:: Exercise data ::
PR #306, opened 2018-01-22
MEN-1724: add deployment device count and filtering by date

GregorioDiStefano:


GregorioDiStefano:
Preview before I start adding tests

resources/deployments/controller/controller_deployments.go
```diff
@@ -15,15 +15,17 @@
...
-	"net/http"
-	"net/url"
-
 	"github.com/ant0ine/go-json-rest/rest"
 	"github.com/asaskevich/govalidator"
 	"github.com/mendersoftware/go-lib-micro/identity"
 	"github.com/mendersoftware/go-lib-micro/log"
 	"github.com/mendersoftware/go-lib-micro/rest_utils"
 	"github.com/pkg/errors"
+	"net/http"
```
kjaskiewiczz: can you use previous import formatting (goimports like)?

resources/deployments/controller/controller_deployments.go
```diff
@@ -341,6 +369,18 @@ func (d *DeploymentsController) LookupDeployment(w rest.ResponseWriter, r *rest.
...
+	for idx, dep := range deps {
+		//REVIEW: should I return here on error?
+
+		deviceDeployments, err := d.model.GetDeviceStatusesForDeployment(ctx, *dep.Id)
+		if err != nil {
+			d.view.RenderError(w, r, err, http.StatusBadRequest, l)
+			return
+		}
+
+		deps[idx].Count = len(deviceDeployments)
```
kjaskiewiczz: maybe there is a better way of counting objects then retrieving all of them (there is a count in mongo, but I don't know how it works)

GregorioDiStefano:
To summarize the changes: 

1. the deployments/deployments/ endpoint has two new query parameters: created_after, and created_before, both which take a UTC epoch timestamp and filter the deployment history accordingly. 

2.  a device_count is added to every deployment listening, so you know how many devices were targeted with the deployment. 

3. an internal api is added, when you can specify a tenant_id and, and get it's deployment history. This requires a change in the go-lib-micro, that is simple, but I haven't pushed yet in case there is a better way of doing this

resources/tenants/controller/tenants.go
```diff
@@ -15,25 +15,37 @@
...
+	"net/http"
 )
 
 type Controller struct {
 	model model.Model
 }
 
+type DeploymentsControllerWithTenant struct {
+	model                 model.Model
+	deploymentsController deploymentsController.DeploymentsController
```
kjaskiewiczz: tenant controller with deployments controller?
is this the only way?
it looks really weird to me

GregorioDiStefano: I can give this a shot:

https://docs.mongodb.com/manual/reference/method/db.collection.count/

resources/deployments/controller/controller_deployments.go
GregorioDiStefano: can give this a shot:

https://docs.mongodb.com/manual/reference/method/db.collection.count/

resources/deployments/controller/controller_deployments.go
```diff
@@ -297,6 +299,24 @@ func ParseLookupQuery(vals url.Values) (deployments.Query, error) {
 		query.SearchText = search
 	}
 
+	createdBefore := vals.Get("created_before")
+	if createdBefore != "" {
+		if createdBeforeTime, err := parseEpochToTimestamp(createdBefore); err != nil {
+			return query, err
```
maciejmrowiec: error message won't contain from which param issue comes from, use errors.Wrap to deal with messaging

resources/deployments/controller/controller_deployments.go
```diff
@@ -341,6 +369,18 @@ func (d *DeploymentsController) LookupDeployment(w rest.ResponseWriter, r *rest.
 		return
 	}
 
+	for idx, dep := range deps {
```
maciejmrowiec: This is business logic, should be part of business model. Controller handles protocol logic.

resources/deployments/controller/controller_deployments.go
maciejmrowiec: Don't count it ourself, use count query.

maciejmrowiec: Alternatively, cache the count then creating deployment object in the first place. This way you avoid having to extra query

resources/deployments/deployment.go
```diff
@@ -80,6 +80,9 @@ type Deployment struct {
 	// Initialized with the "pending" counter set to total device count for deployment.
 	// Individual counter incremented/decremented according to device status updates.
 	Stats map[string]int `json:"-"`
+
+	// Total number of devices targeted
+	Count int `json:"device_count,omitempty"`
```
maciejmrowiec: This field is going to be stored in database, even if in current implementation is only alias for another query in response. Should be excluded from being stored  `bson:"-"`

maciejmrowiec: Call variable DeviceCount, Count is not self explanatory  on it's own.

resources/tenants/controller/tenants.go
maciejmrowiec: shouldn't that be model ?

resources/tenants/controller/tenants.go
```diff
@@ -54,3 +66,23 @@ func (c *Controller) ProvisionTenantsHandler(w rest.ResponseWriter, r *rest.Requ
...
+		rest_utils.RestErrWithLog(w, r, l, nil, http.StatusBadRequest)
+	}
+
+	//REVIEW: WithoutAuthContext would need to be added to go-lib-micro
+	tenantCtx := identity.WithoutAuthContext(ctx, &identity.Identity{
+		Tenant: tenantID,
+	})
+
+	r.Request = r.WithContext(tenantCtx)
+	c.deploymentsController.LookupDeployment(w, r)
```
maciejmrowiec: share model instead model (once business logic is cleaned up and moved down the stack)

maciejmrowiec:
API spec missing

resources/tenants/controller/tenants.go
GregorioDiStefano: but the controller is already doing all the query parsing, I'd have to re-implement it here .

GregorioDiStefano:
@maciejmrowiec can you take a look?
I think adding an acceptance test for the internal API makes sense, and I'll open a separate task.

resources/deployments/controller/controller_deployments.go
```diff
@@ -297,6 +298,24 @@ func ParseLookupQuery(vals url.Values) (deployments.Query, error) {
 		query.SearchText = search
 	}
 
+	createdBefore := vals.Get("created_before")
+	if createdBefore != "" {
+		if createdBeforeTime, err := parseEpochToTimestamp(createdBefore); err != nil {
+			return query, errors.Wrap(err, "timestamp parsing failed")
```
maciejmrowiec: include which query param are you parsing in error message, if you use both in request you'll need to know which is wrong

docs/internal_api.yml
```diff
@@ -99,6 +99,73 @@ paths:
...
+        - name: page
+          in: query
+          description: Results page number
+          required: false
+          type: number
+          format: integer
+          default: 1
+        - name: created_before
+          in: query
+          description: List only deployments created before Unix timestamp (UTC)
```
maciejmrowiec: db queries include greater or equal and less than equal, include that in docs

resources/tenants/controller/tenants.go
```diff
@@ -18,22 +18,34 @@ import (
...
+	model deploymentsModel.DeploymentsModel
+}
+
 func NewController(model model.Model) *Controller {
 	return &Controller{
 		model: model,
 	}
 }
 
+func NewDeploymentsTenantController(model deploymentsModel.DeploymentsModel) *TenantDeploymentController {
```
maciejmrowiec: Why not use existing Controller instead adding another one.

GregorioDiStefano: It's not possible to create a new method in a non-local package (I cant create a method of deploymentsController inside the 'tenant' package)

maciejmrowiec: Controller is in same package, it's in the same file.

GregorioDiStefano: right, I see what you mean now, and fixed it.

resources/tenants/controller/tenants.go
```diff
@@ -34,6 +37,12 @@ func NewController(model model.Model) *Controller {
 	}
 }
 
+func NewDeploymentController(depsModel *deploymentsModel.DeploymentsModel) *Controller {
```
maciejmrowiec: There is already New function for this structure, it should handle all the init handling.
Depending on which was used to create object some methods are functional and some not is asking for trouble. When creating Controller instance all methods should be usable.

Make NewController take both models as configuration.

routing.go
```diff
@@ -247,3 +250,13 @@ func NewTenantsResourceRoutes(controller *tenantsController.Controller) []*rest.
 		rest.Post(ApiUrlInternal+"/tenants", controller.ProvisionTenantsHandler),
 	}
 }
+
+func NewTenantDeploymentsRoutes(controller *tenantsController.Controller) []*rest.Route {
```
maciejmrowiec: There is already router for `tenantsController` no need for yet another one.
Made sense if there was different controller around, but when using one then it's just extra code.

routing.go
```diff
@@ -162,17 +162,21 @@ func NewRouter(c config.ConfigReader) (rest.App, error) {
 		new(deploymentsView.DeploymentsView))
 	limitsController := limitsController.NewLimitsController(limitsModel,
 		new(view.RESTView))
+
+	tenantsDeploymentController := tenantsController.NewDeploymentController(deploymentModel)
```
maciejmrowiec: there is already instance of this object available `tenantsController`,  no need for another one

docs/internal_api.yml
```diff
@@ -99,6 +99,73 @@ paths:
           description: Internal server error.
           schema:
            $ref: "#/definitions/Error"
+  /deployments/{id}/deployments:
```
maciejmrowiec: did you mean `tenants/{id}....`?

GregorioDiStefano: no, I didn't. 

The end point is: api/internal/v1/deployments/<id>/deployments

routing.go
```diff
@@ -237,13 +238,13 @@ func NewLimitsResourceRoutes(controller *limitsController.LimitsController) []*r
...
-func NewTenantsResourceRoutes(controller *tenantsController.Controller) []*rest.Route {
-
+func TenantRoutes(controller *tenantsController.Controller) []*rest.Route {
 	if controller == nil {
 		return []*rest.Route{}
 	}
 
 	return []*rest.Route{
 		rest.Post(ApiUrlInternal+"/tenants", controller.ProvisionTenantsHandler),
+		rest.Get(ApiUrlInternal+"/:tenant/deployments", controller.DeploymentsPerTenantHandler),
```
maciejmrowiec: route looks a bit off, should that be something like:

internalAPI `/tenants/:tenant/deployments`

GregorioDiStefano:
@maciejmrowiec i think this merge-able now

PR #307, opened 2018-02-14
MEN-1775: make it possible to upload artifact to specific tenant 

GregorioDiStefano:
Signed-off-by: Gregorio Di Stefano <greg.distefano+github@gmail.com>

### DIFF
--- a/.codecov.yml
+++ b/.codecov.yml
@@ -1,0 +1,3 @@
+codecov:
+  ignore:
+    - "utils/testing/*"
--- a/docs/internal_api.yml
+++ b/docs/internal_api.yml
@@ -166,6 +166,54 @@ paths:
         400:
           $ref: "#/responses/InvalidRequestError"
 
+  /tenants/{id}/artifacts:
+    post:
+      summary: Upload mender artifact
+      description: |
+        Upload mender artifact to a specific tenant. Multipart request with meta and artifact.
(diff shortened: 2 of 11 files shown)


GregorioDiStefano:
@maciejmrowiec this makes it possible to upload an artifact to a specific tenant, the code is essentially a copy of whats in the controller. 

Docs are missing, ill add them tomorrow morning. 

Does this need a unit test? I dont think it does, since it's essentially what we already have.

maciejmrowiec:
@mendersoftware/rndity

maciejmrowiec:
at least unit test on controller would be nice to have

GregorioDiStefano:
@maciejmrowiec @kjaskiewiczz can someone take a look?
The test coverage went down because I refactored some reused code into utils/tests and its now counting as untested code (fixed by adding it the codecov ignore list, but needs to be merged for it to count..)

.codecov.yml
```diff
@@ -0,0 +1,3 @@
+codecov:
```
maciejmrowiec: will this append or overwrite main global config? (global config specify coverage policy)

maciejmrowiec: other trick is use `_test.go` files, tests don't count into golang coverage

maciejmrowiec:
otherwhise looks ok

PR #311, opened 2018-04-17
GET /releases 

mchalski:
https://tracker.mender.io/browse/MEN-1428

modifications: releases have no `id` or `modified_ts` since they're not real resources yet (aggregated on the fly).

btw i'm using the store layer straight from the controller, it saves some work. the app layer is not necessary yet, add when really required.


docs/management_api.yml
```diff
@@ -923,16 +1003,63 @@ definitions:
...
     required:
       - limit
       - usage
     example:
       application/json:
         limit: 1073741824
         usage: 536870912
-
+  Release:
+    description: Groups artifacts with the same release name into a single resource.
```
maciejmrowiec: Grouping more of conternal implementation, conceptually this is a stand alone resource.

mchalski: so..."Software release definition"?

maciejmrowiec: Maybe something along the lines:

Release is a group of mender artifacts containing same version of software that targets variety of different platform types.

mchalski: fixed, but used `...different device types` instead of '...platform types' to be 1:1 with field names

PR #316, opened 2018-08-01
migrate to globalsign/mgo + master test fixes

mchalski:
https://tracker.mender.io/browse/MEN-2029

i'm pulling some extra fixes for broken acceptance tests from https://github.com/mendersoftware/deployments/pull/314.

'my' commits are actually the last few.

i'm also pinning bravado==9.2.2 because recent releases break everything.


kacf:
Back to the good old spurious failure now: Server returns wrong status code in some cases. Force merging.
:::
## Problem details:
In the records above, how many lines hold the string "limitsController"? Only the number should be given.

## Response below:
2